Традиция была настолько сильна, что подчиняла себе и культуру верхов, включая «просвещенный абсолютизм». Как известно, Отрепьевы после Смуты по высочайшему разрешению взяли другую фамилию. Даже в 1810 г. некий полковник Пугачевский ходатайствовал об аналогичном позволении [10] РГИА. Ф. 1263. Оп. 1. С. 145.
. Екатерина II, дабы стереть память о пугачевщине, из Яика сделала Урал. Кажется, это единственный за всю русскую историю случай переименования реки. Просвещенная императрица рассуждала так же, как ее соперник–казак.
В оренбургских степях была Москва, но не было Петербурга. Тем самым Пугачев продемонстрировал свою ретроспективную ориентацию на «святорусскую старину». Поэтому нельзя было сопоставлять «золотую избу» с дворцами Петербурга или Царского Села. Образец для подражания следовало искать в Москве, и тогда не было бы почвы для анекдота. «Золотая изба» — это миниатюрное подобие, «микрокосм» выстроенного еще царем Алексеем Михайловичем деревянного Коломенского дворца, «восьмого чуда света», как его назвал Симеон Полоцкий. Обшитый листовым золотом, Коломенский дворец, постепенно ветшая, простоял до 1767 г., так что люди пугачевского возраста еще видели его своими глазами.
Другой анекдот таков: «Пугач, ворвавшись в Берды, где испуганный народ собрался в церкви и на паперти, вошел также в церковь. Народ расступился в страхе, кланялся, падал ниц. Приняв важный вид, Пугач прошел прямо в алтарь, сел на церковный престол и сказал вслух: „Как я давно не сидел на престоле!”. В мужицком невежестве своем он воображал, что престол церковный есть царское седалище» [Даль, 1974, 222–223 ]. Этот эпизод рассказывали разные авторы, относя его к разным городам. Трудно проверить, есть ли здесь вымысел и сколько его. Но если анекдот отражает реальное поведение Пугачева, то почему аудитория не усматривала здесь кощунства?
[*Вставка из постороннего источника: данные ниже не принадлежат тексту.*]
PR #257, opened 2021-01-27
need to make sure the enabled flag for kubernetes is set

jsanda:
With the Medusa image upgrade, there is a new config setting that we need to make sure is set. It basically tells Medusa it is running in k8s which will in turn cause Medusa to use Jolokia (and later the management-api) instead of nodetool.


jsanda:
cc @jdonenine

burmanm (approved):

PR #264, opened 2021-01-28
add auth support for medusa

### LINKED ISSUE #154: Generate a Cassandra user for Medusa
If authentication is enabled (see #151), we should create a Cassandra user for Medusa.

There are a few things that need to be done:

* Generate C* credentials
* Create a secret that stores the credentials
* Specify the Medusa user and secret in the cassdc.yaml template
* Include credentials in medusa.ini
  * medusa.ini is generated from a configmap. We may need to get the credentials out of the secret and into that configmap.

jsanda:
Fixes #154


jsanda:
The following info is relevant for testing purposes.

See the comments [here](https://github.com/jsanda/k8ssandra/blob/medusa-auth/charts/k8ssandra/values.yaml#L98) of the new properties.

To obtain the credentials you can use the following:

```
$ kubectl get secret <secret name> -o json | jq -r '.data.username' | base64 --decode

$ kubectl get secret <secret name> -o json | jq -r '.data.password' | base64 --decode
```

I suggest then verifying those credentials can be used to access cqlsh one on the of C* pods as follows:

```
$ kubectl exec -it <cassandra-pod> -c cassandra -u <username> -p <password>
```

Also note that to actually verify that Medusa is configured correctly to use the credentials, you will need to run a backup. When the gRPC service starts up, Medusa does not create a connection to Cassandra.

tests/unit/template_cassdc_test.go
```diff
@@ -581,3 +753,44 @@ var _ = Describe("Verify CassandraDatacenter template", func() {
 		})
 	})
 })
+
```
jeffbanks, line 756: I like the addition of the helper functions.

jeffbanks (approved):
Comments added. Overall, looks great.

PR #268, opened 2021-01-29
remove obsolete medusa-operator templates

jsanda:
This PR removes the medusa-operator templates from the k8ssandra chart since medusa-operator is in its own chart now.


bradfordcp (approved):

bradfordcp:
LGTM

Может быть, и в данном случае Пугачев не озорничал, а выполнял предписания ориентированного на старину стереотипа, применялся к народной «культурной памяти» о монарших престолах. Еще в домонгольское время в патрональных храмах княжеств устраивали престол князя (не в алтаре, разумеется), и князь именно «седе» на нем. Позднее в святительских соборах наряду со святительским местом бывало и «царское место» [см. Лихачев, 1978, 227 ]. В XVII в. вплоть до Петра I москвичам несколько раз в год доводилось лицезреть передвижные «места», в которых государь пребывал на действах новолетия и Страшного суда, в день Богоявления на иордани. «Царское место… было в виде небольшого круглого храма с пятью главами, сделанными из слюды и украшенными золочеными крестами. Этот пятиглавый верх утвержден был на пяти точеных столбах, расписанных по золоту виноградными листьями; капители и базы у столбов были также позолочены и посеребрены» [Забелин, 396 ].
Насмешки вызывало и нежелание Пугачева «оказать свою руку», истолкованное как уловка неграмотного простолюдина. Пусть он был действительно неграмотным или едва грамотным (сохранившиеся его автографы имитация «немецкой» скорописи, мистификация «императора», который будто бы владел европейскими языками) [Овчинников, 1960, 56–59 ]. Но разве трудно выучиться подписи «Петр III» или «Петр Федорович»? Если Пугачев желал соблюсти сценарий поведения «царя–батюшки», он и не должен был ей выучиваться. Автографов не сохранилось ни от одного из первых трех венчанных царей — Ивана Грозного, Федора, Бориса Годунова. Иван Грозный был замечательно образованным писателем, но, по–видимому, диктовал свои сочинения. Что касается Бориса Годунова, то в бытность придворным он пользовался пером и чернилами, а на троне также «не оказывал руку» [Скрынников, 1978, 11 ]. Это был культурный запрет, подобный сказочным «царским запретам», и при Пугачеве он еще сохранялся в крестьянском сознании. Первым из венценосцев его нарушил Лжедмитрий, и с его легкой руки на московском престоле появились «люди пера» (царь Алексей Михайлович оставил не только эпистолярную прозу; ему принадлежит адресованная Никону записка о последних часах патриарха Иосифа — талантливая заготовка для предполагаемого его Жития [Письма…, 101 и след. ], царь Алексей был одним из авторов замечательного «Урядника сокольничья пути», а сын его Федор сочинял силлабические вирши). Но Лжедмитрий старался воплотить не отечественный, а западный, ренессансный и маньеристский идеал государя — демиурга, которому суждено повернуть «шарнир времени». Считалось, что он должен сочетать качества воина и писателя. Думали, что это будет непременно «человек пера», homo scriptor [см. Otwinowska, 199–201 ].